- What this task involves: In the entries below, how many lines contain "accept"? Answer with the number and nothing else.

□ □ □ □ □

PR #1078, opened 2023-09-28
Add real Nushell syntax highlighting support

hustcer:
## Try to Add real Nushell syntax highlighting support to Nushell official site:

It may take a bit longer though let's just get started, the detailed plan:

- [ ] Add Nushell syntax highlighting support to [Shiki](https://github.com/shikijs/shiki/pull/522);
- [ ] Use `Shiki` as `Vuepress`'s syntax highlighter;
- [ ] Update all Nu code blocks, wrap them with <code>\```nushell  \```</code>  or <code>\```nu  \```</code>


fdncred:
Nice work @hustcer. I'll be excited to see this (if 522 ever lands). I appreciate all your attention to our docs. Thank you so much!

fdncred:
What's the deal with shiki? Do they not accept PRs very often?

hustcer:
> What's the deal with shiki? Do they not accept PRs very often?

They may accept it after a while, no one is taking care of the PRs now. And we can't wait for them for the uncertainty, we can add a patch as a workaround.

sholderbach:
Thanks for pushing this forward @hustcer 

Are there special rules in the grammar for how a table or prompt should look like? 

Looking at a random assortment of prompts sometimes it highlights the code after a `> ` and sometimes it doesn't.

hustcer:
@sholderbach I'm simply use [The Same Nu Grammar as the VS Code Plugin Here](https://github.com/nushell/vscode-nushell-lang/blob/main/syntaxes/nushell.tmLanguage.json), maybe @fdncred knows?

fdncred:
It's a regex fest for the grammar. It should behave identically, as far as syntax checking, as the extension. So, you could test by putting a `> pipe | line` in vscode and it should work the same. I'm not sure what that would do? You won't get sqigglys because that comes from nushell integration with the extension.

sholderbach:
The page looks generally fine even when prefixed with the `> `. I think the weird ones I observed were pages that did not yet have the new annotations.

fdncred:
Also, the tables look a bit weird because the column names seem green-ish. Wondering if they should be in their own code fence?

hustcer:
> Also, the tables look a bit weird because the column names seem green-ish. Wondering if they should be in their own code fence?

It's better to update the grammar file to make those strings with `# |` in it is not taken as a comment.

□ □ □ □ □

- Exercise output: 3